Instructions to follow: Up to the line containing "rahulmalik87: thank you", nothing is kept; from that line through the end of the data below, output every line exactly.

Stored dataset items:
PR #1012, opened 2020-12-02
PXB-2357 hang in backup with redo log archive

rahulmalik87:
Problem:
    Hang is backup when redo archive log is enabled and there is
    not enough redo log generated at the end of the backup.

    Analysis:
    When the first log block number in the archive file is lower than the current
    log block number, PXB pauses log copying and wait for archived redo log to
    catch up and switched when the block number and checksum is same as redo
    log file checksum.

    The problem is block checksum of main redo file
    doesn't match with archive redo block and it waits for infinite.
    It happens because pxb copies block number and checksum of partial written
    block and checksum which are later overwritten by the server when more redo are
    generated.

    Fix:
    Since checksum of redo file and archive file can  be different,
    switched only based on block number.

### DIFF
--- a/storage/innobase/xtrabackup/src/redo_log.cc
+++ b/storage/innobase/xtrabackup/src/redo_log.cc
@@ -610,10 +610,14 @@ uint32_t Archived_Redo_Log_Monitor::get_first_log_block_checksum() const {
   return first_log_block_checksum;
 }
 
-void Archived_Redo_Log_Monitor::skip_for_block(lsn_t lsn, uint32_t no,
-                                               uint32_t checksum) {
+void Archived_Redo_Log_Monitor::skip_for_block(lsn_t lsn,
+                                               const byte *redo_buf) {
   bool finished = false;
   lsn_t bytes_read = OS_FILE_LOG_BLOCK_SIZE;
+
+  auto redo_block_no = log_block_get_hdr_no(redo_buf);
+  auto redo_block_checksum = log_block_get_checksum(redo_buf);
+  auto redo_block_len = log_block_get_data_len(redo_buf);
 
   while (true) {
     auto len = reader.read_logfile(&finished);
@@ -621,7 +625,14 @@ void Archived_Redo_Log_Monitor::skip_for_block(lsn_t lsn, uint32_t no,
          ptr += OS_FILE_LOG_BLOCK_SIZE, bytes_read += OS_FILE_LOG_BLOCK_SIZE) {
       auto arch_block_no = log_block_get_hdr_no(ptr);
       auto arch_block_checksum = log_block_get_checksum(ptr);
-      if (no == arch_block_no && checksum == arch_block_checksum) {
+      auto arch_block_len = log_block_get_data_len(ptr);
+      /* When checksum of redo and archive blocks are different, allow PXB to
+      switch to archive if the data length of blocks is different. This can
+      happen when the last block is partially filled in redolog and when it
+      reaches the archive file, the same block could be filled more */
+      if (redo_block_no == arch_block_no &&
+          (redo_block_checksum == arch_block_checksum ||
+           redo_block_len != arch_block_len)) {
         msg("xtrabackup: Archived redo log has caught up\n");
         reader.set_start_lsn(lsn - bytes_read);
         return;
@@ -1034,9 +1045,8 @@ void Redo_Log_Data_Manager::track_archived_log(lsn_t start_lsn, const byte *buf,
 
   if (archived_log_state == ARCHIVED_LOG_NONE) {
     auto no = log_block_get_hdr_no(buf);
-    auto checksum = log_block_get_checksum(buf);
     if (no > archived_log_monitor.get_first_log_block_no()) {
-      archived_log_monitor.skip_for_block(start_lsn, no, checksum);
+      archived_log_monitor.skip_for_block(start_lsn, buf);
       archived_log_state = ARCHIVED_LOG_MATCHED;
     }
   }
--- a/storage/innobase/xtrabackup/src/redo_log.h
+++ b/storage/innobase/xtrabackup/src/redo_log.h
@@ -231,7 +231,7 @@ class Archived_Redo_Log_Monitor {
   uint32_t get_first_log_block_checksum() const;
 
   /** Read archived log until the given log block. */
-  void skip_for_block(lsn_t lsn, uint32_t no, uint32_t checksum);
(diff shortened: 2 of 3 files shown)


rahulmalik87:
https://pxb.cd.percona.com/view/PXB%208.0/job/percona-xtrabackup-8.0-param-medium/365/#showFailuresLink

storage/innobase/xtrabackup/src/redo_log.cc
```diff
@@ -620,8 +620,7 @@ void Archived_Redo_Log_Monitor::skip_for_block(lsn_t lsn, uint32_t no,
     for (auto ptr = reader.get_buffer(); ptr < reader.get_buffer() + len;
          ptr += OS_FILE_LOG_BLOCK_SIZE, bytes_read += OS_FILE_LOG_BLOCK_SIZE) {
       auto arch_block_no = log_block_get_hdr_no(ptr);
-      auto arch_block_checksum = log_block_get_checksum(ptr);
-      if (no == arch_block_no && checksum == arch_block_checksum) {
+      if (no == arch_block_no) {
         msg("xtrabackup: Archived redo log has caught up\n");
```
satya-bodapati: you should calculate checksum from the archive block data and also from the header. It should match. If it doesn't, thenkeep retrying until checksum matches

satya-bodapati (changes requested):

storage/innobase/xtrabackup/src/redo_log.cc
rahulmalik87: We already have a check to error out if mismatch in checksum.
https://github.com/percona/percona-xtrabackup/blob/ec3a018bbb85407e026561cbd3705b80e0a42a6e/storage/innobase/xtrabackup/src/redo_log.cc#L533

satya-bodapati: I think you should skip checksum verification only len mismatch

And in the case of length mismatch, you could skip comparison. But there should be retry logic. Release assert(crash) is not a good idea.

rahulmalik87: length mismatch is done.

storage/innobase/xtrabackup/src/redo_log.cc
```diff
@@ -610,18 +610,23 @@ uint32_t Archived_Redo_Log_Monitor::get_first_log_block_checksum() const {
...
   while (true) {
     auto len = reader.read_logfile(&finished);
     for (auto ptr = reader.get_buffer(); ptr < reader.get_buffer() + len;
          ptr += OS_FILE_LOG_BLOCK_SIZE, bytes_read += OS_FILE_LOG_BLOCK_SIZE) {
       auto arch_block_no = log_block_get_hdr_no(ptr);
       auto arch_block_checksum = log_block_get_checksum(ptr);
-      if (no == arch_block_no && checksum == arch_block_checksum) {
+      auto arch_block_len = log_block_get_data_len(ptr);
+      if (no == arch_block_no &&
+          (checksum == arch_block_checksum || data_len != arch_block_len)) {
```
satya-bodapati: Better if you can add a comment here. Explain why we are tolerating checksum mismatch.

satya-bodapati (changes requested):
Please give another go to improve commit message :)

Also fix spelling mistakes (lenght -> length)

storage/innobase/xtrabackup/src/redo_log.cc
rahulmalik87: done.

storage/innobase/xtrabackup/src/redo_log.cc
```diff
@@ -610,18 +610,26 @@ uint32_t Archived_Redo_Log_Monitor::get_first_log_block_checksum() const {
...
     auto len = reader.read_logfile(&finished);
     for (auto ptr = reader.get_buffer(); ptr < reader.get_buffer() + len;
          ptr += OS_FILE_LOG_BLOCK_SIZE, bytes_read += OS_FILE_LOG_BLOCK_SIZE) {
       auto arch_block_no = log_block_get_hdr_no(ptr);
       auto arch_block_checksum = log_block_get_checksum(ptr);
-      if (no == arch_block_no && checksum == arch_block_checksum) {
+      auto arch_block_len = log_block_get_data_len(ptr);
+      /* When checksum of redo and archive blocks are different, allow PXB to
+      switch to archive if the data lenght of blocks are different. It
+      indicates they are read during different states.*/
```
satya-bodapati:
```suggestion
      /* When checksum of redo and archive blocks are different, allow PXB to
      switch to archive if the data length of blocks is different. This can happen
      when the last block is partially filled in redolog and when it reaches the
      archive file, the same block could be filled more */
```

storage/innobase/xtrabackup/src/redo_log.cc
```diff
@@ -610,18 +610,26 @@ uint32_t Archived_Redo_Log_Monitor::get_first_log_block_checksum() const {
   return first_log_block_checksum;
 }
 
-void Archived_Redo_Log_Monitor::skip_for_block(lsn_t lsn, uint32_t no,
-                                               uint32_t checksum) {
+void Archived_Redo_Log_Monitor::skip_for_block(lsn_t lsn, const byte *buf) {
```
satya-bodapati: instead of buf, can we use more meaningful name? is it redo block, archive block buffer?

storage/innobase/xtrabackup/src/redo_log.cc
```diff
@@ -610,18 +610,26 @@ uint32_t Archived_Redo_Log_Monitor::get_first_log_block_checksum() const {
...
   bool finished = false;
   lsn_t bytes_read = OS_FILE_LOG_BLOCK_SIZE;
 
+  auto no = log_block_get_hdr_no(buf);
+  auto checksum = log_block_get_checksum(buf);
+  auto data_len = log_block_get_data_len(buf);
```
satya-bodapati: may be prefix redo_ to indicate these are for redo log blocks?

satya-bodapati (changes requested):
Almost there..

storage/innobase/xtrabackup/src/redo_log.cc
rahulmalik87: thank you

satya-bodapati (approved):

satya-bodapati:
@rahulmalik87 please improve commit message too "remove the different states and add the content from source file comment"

Answer box:
rahulmalik87: thank you

satya-bodapati (approved):

satya-bodapati:
@rahulmalik87 please improve commit message too "remove the different states and add the content from source file comment"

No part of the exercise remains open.